» What is required: Before answering, work out how many lines below contain the string "only"; the reply is that number alone.
[Provided data Boundary: Start]
PR #335, opened 2022-01-19
Add bug bash to the release process

pellared:
## Why

I find [bug bash](https://en.wikipedia.org/wiki/Bug_bash) as a very pragmatic testing tool. While automated tests can find a lot of issues their test suite is "closed". Moreover, nothing replaces the creativity of a human being trying to break things. If colleagues from other teams could be involved they can stress also other problems that we are not aware of  (like inconsistencies between languages, not clear documentation). At last bug bash is usually end-to-end testing therefore it helps finding issues in other systems such as Collector or Backend.

Side note: I remember that we had periodic bug bashes organized by @flands. I found them useful also as an onboarding experience (and I was able to find issues as a newbie),

## What

Add bug bash to the release process.

### DIFF
--- a/docs/internal/releasing.md
+++ b/docs/internal/releasing.md
@@ -14,7 +14,7 @@
    it is time to perform a [bug bash](https://en.wikipedia.org/wiki/Bug_bash).
    When testing, we should:
    
-   - use different testing environemnts,
+   - use different testing environments,
    - use different sample applications,
    - test different features,
    - follow the documentation (e.g. do not use the developer's build output,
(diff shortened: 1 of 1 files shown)


Kielek:
I do not like the idea of manual regression phase. Before release we should check the installation process for msi/other packages. Other things should be covered by our CI process.

If we speaking about cross GDI Bug Bash - I cannot imagine that we will organize for each release (not only .NET release).

pellared:
> I do not like the idea of manual regression phase. Before release we should check the installation process for msi/other packages. Other things should be covered by our CI process.

The idea is not to have a "regression test" but "exploration test".

The testing installation packages should be automated. I propose to create stories for instead of doing it manually.

pellared:
I see no interest. Closing

PR #340, opened 2022-01-20
Profiling smoke test

Kielek:
## Why

To include thread sampling in CI.

## What

Smoke test for thread sampling.
It should be modified when the exporter will be ready.

## Tests

Just a test :)

### DIFF
--- a/tracer/test/Datadog.Trace.ClrProfiler.IntegrationTests/ThreadSamplingTests.cs
+++ b/tracer/test/Datadog.Trace.ClrProfiler.IntegrationTests/ThreadSamplingTests.cs
@@ -1,0 +1,38 @@
+// Modified by Splunk Inc.
+
+#if !NETFRAMEWORK
+
+using Datadog.Trace.TestHelpers;
+using FluentAssertions;
+using Xunit;
+using Xunit.Abstractions;
+
+namespace Datadog.Trace.ClrProfiler.IntegrationTests
+{
+    public class ThreadSamplingTests : TestHelper
+    {
+        public ThreadSamplingTests(ITestOutputHelper output)
+            : base("ThreadSampling", output)
+        {
+            SetServiceVersion("1.0.0");
+        }
+
+        [SkippableFact]
+        [Trait("Category", "EndToEnd")]
+        [Trait("RunOnWindows", "True")]
+        public void SubmitTheadSamples()
+        {
+            SetEnvironmentVariable($"SIGNALFX_THREAD_SAMPLING_ENABLED", "true");
+            SetEnvironmentVariable($"SIGNALFX_THREAD_SAMPLING_PERIOD", "1000");
+
+            using (var agent = EnvironmentHelper.GetMockAgent())
+            using (var processResult = RunSampleAndWaitForExit(agent.Port))
+            {
+                // at application works 5 seconds, we should expect at least 3 attempts of thread sampling
+                processResult.StandardOutput.Should().Contain("thread samples captured at", AtLeast.Times(expected: 3));
+            }
+        }
+    }
+}
+
+#endif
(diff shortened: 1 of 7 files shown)


tracer/test/Datadog.Trace.ClrProfiler.IntegrationTests/ThreadSamplingTests.cs
```diff
@@ -0,0 +1,38 @@
...
+        public void SubmitTheadSamples()
+        {
+            SetEnvironmentVariable($"SIGNALFX_THREAD_SAMPLING_ENABLED", "true");
+            SetEnvironmentVariable($"SIGNALFX_THREAD_SAMPLING_PERIOD", "1000");
+
+            using (var agent = EnvironmentHelper.GetMockAgent())
+            using (var processResult = RunSampleAndWaitForExit(agent.Port))
+            {
+                // at application works 5 seconds, we should expect at least 3 attempts of thread sampling
+                processResult.StandardOutput.Should().Contain("thread samples captured at", AtLeast.Times(expected: 3));
```
pellared, line 32: do we have any Jira story to remove printing to stdout (and any other "functional" side-effects)?
the instrumentation should not visibly affect the application 😉 

for the beta release, I think we can also consider printing such info to stdout only if `SIGNALFX_TRACE_DEBUG=true`

tracer/test/Datadog.Trace.ClrProfiler.IntegrationTests/ThreadSamplingTests.cs
```diff
@@ -0,0 +1,38 @@
...
+            SetServiceVersion("1.0.0");
+        }
+
+        [SkippableFact]
+        [Trait("Category", "EndToEnd")]
+        [Trait("RunOnWindows", "True")]
+        public void SubmitTheadSamples()
+        {
+            SetEnvironmentVariable($"SIGNALFX_THREAD_SAMPLING_ENABLED", "true");
+            SetEnvironmentVariable($"SIGNALFX_THREAD_SAMPLING_PERIOD", "1000");
```
pellared, line 26:
```suggestion
            SetEnvironmentVariable($"SIGNALFX_THREAD_SAMPLING_PERIOD", "100");
```

so that the `Thread.Sleep` in the sample app can be decreased to `0.5 sec` 

ps. the same change would need to be done in `tracer/test/test-applications/integrations/Samples.ThreadSampling/Properties/launchSettings.json`

tracer/test/Datadog.Trace.ClrProfiler.IntegrationTests/ThreadSamplingTests.cs
```diff
@@ -0,0 +1,38 @@
+// Modified by Splunk Inc.
+
+#if !NETFRAMEWORK
```
pellared, line 3: nit: we can give a comment that Thread sampling is not supported for .NET Framework

tracer/test/Datadog.Trace.ClrProfiler.IntegrationTests/ThreadSamplingTests.cs
Kielek: The real period is the max (SIGNALFX_THREAD_SAMPLING_PERIOD, 1000). We cannot do this :)

tracer/test/Datadog.Trace.ClrProfiler.IntegrationTests/ThreadSamplingTests.cs
Kielek: Yes, we have task to remove any logs for std. out. Extended about the additional flag.

pellared (approved):

pellared:
> ## Tests
> 
> Just a test :)

You can check if it fails if you comment this line `SetEnvironmentVariable($"SIGNALFX_THREAD_SAMPLING_ENABLED", "true");`  😄

Kielek:
> > ## Tests
> > Just a test :)
> 
> You can check if the test fails if you comment this line `SetEnvironmentVariable($"SIGNALFX_THREAD_SAMPLING_ENABLED", "true");` 😄

Tested, even failed on CI on .NET Framework 4.6.1 before I added preprocessor if ;)

PR #1557, opened 2023-11-12
Update README to include DRLA workshop books

rubengamboa:


MattKaufmann:
Normally pull requests should target testing, not master.  In this case I imagine it's fine to accept into master, since it's just a text file -- but I'll leave that to someone who is ocnfident about that.

ericwhitmansmith:
I changed the base to testing and will now merge.

PR #1561, opened 2023-11-13
[walter-acl2-workshop-2023] Remove extended package prefix syntax from acl2s-setup.lisp

mister-walter:
I removed [extended package prefix syntax](https://www.sbcl.org/manual/#Extended-Package-Prefix-Syntax) from acl2s-setup.lisp, as it picked up in the regression-everything build that Leeroy performs with CCL. CCL does not support extended package prefix syntax, which is why this caused a failure on Leeroy.

I also added a comment in the README that SBCL is required for building this system locally, as the non-ACL2-book parts of the system use this syntax extensively.

### DIFF
--- a/books/workshops/2023/walter-etal/README.md
+++ b/books/workshops/2023/walter-etal/README.md
@@ -49,11 +49,17 @@ example as noted previously in this README.
 ## Running the CLI locally
 
 ### Prerequisites
+- ACL2 built using SBCL (NOT CCL)
 - Java 17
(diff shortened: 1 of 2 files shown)


MattKaufmann:
ACL2 has something like extended package prefix syntax that might serve your purposes; see https://www.cs.utexas.edu/users/moore/acl2/manuals/latest/?topic=ACL2____SHARP-BANG-READER.

PR #1562, opened 2023-11-17
[X86ISA] Fix typo in code.

acoglio:
For the double-precision case, the result must be turned into a 64-bit quantity.

This issue was noticed by Eric Smith.

I checked that against the Intel instruction manual.


shigoel (approved):
LGTM! Thanks!

PR #1563, opened 2023-11-18
[X86ISA] Fix two typos in code.

acoglio:
These are similar to the one in a previous commit.

Eric Smith first noticed these.

I checked these against the Intel manual.


shigoel (approved):
Thanks!

PR #1565, opened 2023-11-21
adding MIT License

ankitku:


MattKaufmann:
Normally pull requests should target the testing branch, but I'll accept this one that targets master since it doesn't cause any certification.  Thanks, @ankitku .

PR #1569, opened 2023-12-01
Quicklisp changes to support zippy

bendyarm:
Update the quicklisp bundle, except for osicat (due to a compile problem) and a small reversion to dexador.
The fixes in bz3 and zippy were needed when using zippy to do random access to a jar file.


bendyarm:
After tests run by @acoglio, merged by request from @ericwhitmansmith .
[Provided data Boundary: End]
» Solution to this exercise: 2